THE INPUT:
----
PR #1267, opened 2024-10-13
feat: custom metric attributes

StarpTech:
## Custom Metric Attributes

This PR adds the ability to define custom metric attributes. Those attributes can be extracted from a header or request context. If extracted from a header, it is guaranteed that the attribute is added to all metrics down the request and response. Context fields that are calculated after the response e..g `graphql_error_codes` are added only to metrics that are measured at the same stage or later. This is valid e.g. for request / response metrics but invalid for `router.graphql.operation.planning_time` metric.

```yaml
telemetry:
  metrics:
    attributes:
      - key: "X-New-Attribute"
        default: "foo" # when value could not be determined
        value_from:
          request_header: "X-Request-ID"
      - key: "error_codes"
        value_from:
          context_field: graphql_error_codes
```

In OTLP, slice attributes are supported and encoded as JSON values. In Prometheus, this isn't possible and would result in non-queryable metrics. To circumvent that limitation, we emit a new metric series per slice element.

During the implementation, it was necessary to refactor the way we organize base and metric attributes. This PR comes with significant improvements in this area as well.

I also removed span creation for websockets entirely. Previously, we have created spans in the operation processor.

## New `router.graphql.operation.planning_time` metric

A new metric has been added to measure the planning time of graphql operations. Beside default attributes, we also expose if we plan was loaded from the cache.

### Breaking changes

The attribute `wg.subgraph.error.extended_code` is no longer added to metrics by default to avoid collision with custom attributes. In order to get the same behaviour you can use the following config:

```yaml
telemetry:
  metrics:
    attributes:
      - key: "wg.subgraph.error.extended_code"
        value_from:
          context_field: graphql_error_codes
```

## TODO

- [X] Tests or benchmark included


StarpTech:
Remaining tasks: Measure performance.

StarpTech:
> Remaining tasks: Measure performance.
I couldn't measure any significant performance differences. Alloc space has been reduced.

router-tests/kafka_events_test.go
```diff
@@ -116,7 +116,7 @@ func TestKafkaEvents(t *testing.T) {
 
 			go func() {
 				wg.Wait()
-				require.NoError(t, client.Close())
```
StarpTech, line 119: Produced "use of closed connection" issues which can be ignored because in some conditions the connection has been already closed which is fine.

router/pkg/metric/metric_store.go
```diff
@@ -69,17 +79,19 @@ type (
...
 
 	Provider interface {
 		MeasureInFlight(ctx context.Context, attr ...attribute.KeyValue) func()
 		MeasureRequestCount(ctx context.Context, attr ...attribute.KeyValue)
 		MeasureRequestSize(ctx context.Context, contentLength int64, attr ...attribute.KeyValue)
 		MeasureResponseSize(ctx context.Context, size int64, attr ...attribute.KeyValue)
-		MeasureLatency(ctx context.Context, requestStartTime time.Time, attr ...attribute.KeyValue)
+		MeasureLatency(ctx context.Context, latency time.Duration, attr ...attribute.KeyValue)
 		MeasureRequestError(ctx context.Context, attr ...attribute.KeyValue)
+
```
df-wg, line 92: nit: remove the extra lines around this func

router/pkg/metric/prom_metric_store.go
```diff
@@ -47,89 +45,170 @@ func NewPromMetricStore(logger *zap.Logger, meterProvider *metric.MeterProvider,
...
+			// String Slice attributes have to be exploded into multiple metrics with different label values in Prometheus.
+			// This is because Prometheus does not support multi-value labels.
+			for _, attr := range dimensionsSet {
+				for _, v := range attr.Value.AsStringSlice() {
+					c.Add(ctx, 1, otelmetric.WithAttributes(append(otherAttributes, attribute.KeyValue{
+						Key:   attr.Key,
+						Value: attribute.StringValue(v),
+					})...))
+				}
+			}
```
df-wg, line 65: Can you pull this out into a function that we call with a value parameter? This double loop is repeated a few times throughout

df-wg (approved):
Overall, this looks really great! I have two cleanup comments, but it also looks fine as is

df-wg (approved):
That's awesome. LGTM 🥳

thisisnithin (approved):

PR #1289, opened 2024-10-19
fix(websocket): set op name and operation

StarpTech:
## Motivation and Context

This PR fixes a websocket regression for custom modules. An integration test has been added to prevent it in the future.

## Checklist

### DIFF
--- a/router/core/websocket.go
+++ b/router/core/websocket.go
@@ -759,9 +759,6 @@ func (h *WebSocketConnectionHandler) parseAndPlan(payload []byte) (*ParsedOperat
 	defer operationKit.Free()
 
 	opContext := &operationContext{
-		name:       operationKit.parsedOperation.Request.OperationName,
-		opType:     operationKit.parsedOperation.Type,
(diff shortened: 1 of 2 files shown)


router/core/websocket.go
```diff
@@ -792,6 +789,9 @@ func (h *WebSocketConnectionHandler) parseAndPlan(payload []byte) (*ParsedOperat
 		opContext.parsingTime = time.Since(startParsing)
 	}
 
+	opContext.name = operationKit.parsedOperation.Request.OperationName
```
jensneuse, line 792: I'd use strings.clone or similar here to make a dedicated copy of the name. Operationkit is re-used.

jensneuse (approved):

router/core/websocket.go
StarpTech: We already ensure [here](https://github.com/wundergraph/cosmo/blob/f6a4224a2370e8eb6e36598a22f60a3eee83f055/router/core/operation_processor.go#L489) that we copy the value.

PR #1294, opened 2024-10-21
fix: escape characters in clickhouse query params

thisisnithin:
## Motivation and Context

Clickhouse query fails if special characters are present. We need to escape them

## Checklist


controlplane/src/core/repositories/analytics/AnalyticsRequestViewRepository.ts
```diff
@@ -721,6 +731,8 @@ export class AnalyticsRequestViewRepository {
 
     whereSql += scopedSql;
 
+    this.escapeStrings(coercedQueryParams);
```
StarpTech, line 734: There could be other places too right? Ideally, we can fix this on the driver level but since we only pass strings this seems to be impossible. We should think about a better abstraction in the future.

StarpTech (changes requested):

controlplane/src/core/repositories/analytics/AnalyticsRequestViewRepository.ts
thisisnithin: Fixed it in other places too

StarpTech (approved):
LGTM

PR #1302, opened 2024-10-23
feat: custom scripts

### LINKED ISSUE #1185: New server response format when not 200 code in playground looks unreadable
### Component(s)

studio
----
ASSIGNMENT: Look through the entries for the string "parsedOperation". Every line that has it belongs in the answer.

EXERCISE RESULT:
-		name:       operationKit.parsedOperation.Request.OperationName,
-		opType:     operationKit.parsedOperation.Type,
+	opContext.name = operationKit.parsedOperation.Request.OperationName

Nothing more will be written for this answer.